> **Data under study**:
Issue #375, opened 2015-01-10
boosttest integration test


guwirth:
Started with boost test integration test on my fork. Will continue during the next weeks...

https://github.com/guwirth/sonar-cxx/tree/integration/boosttest/integration-tests/testdata/boosttest_project

Issue #372, opened 2015-01-07
Boost Unit Test, xunit.provideDetails=true, filename tag


guwirth:
Does someone know how to create boost unit test xml reports with file information?

jmecosta:
Windows? I've created a msbuild task that runs gtest and converts reports.
Not sure if there something similar out there for boost

guwirth:
Yes Windows. I'm interested in the boost options to create test-suite or test-case tags with a file attribute.

jmecosta:
this is the task ive created:
https://github.com/jmecosta/MSBuild-SonarQube-CXX/blob/master/GtestXunitConverterTask/GtestXunitConverterTask.fs

and its used like this:
https://github.com/jmecosta/sonar-cxx/blob/bdd/bullseye-and-custom-rules/integration-tests/testdata/googletest_bullseye_vs_project/PathHandling.Test/PathHandling.Test.vcxproj

just not sure how much work you will require to adapt it to boost... sorry

guwirth:
Did some tests, see my results below. Did also an update in the wiki. Also this needs a new XSL.

Example:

> **Required work**:
Among the entries above, count the lines that contain the word "github" and give the number by itself.

> **Answer box**:
3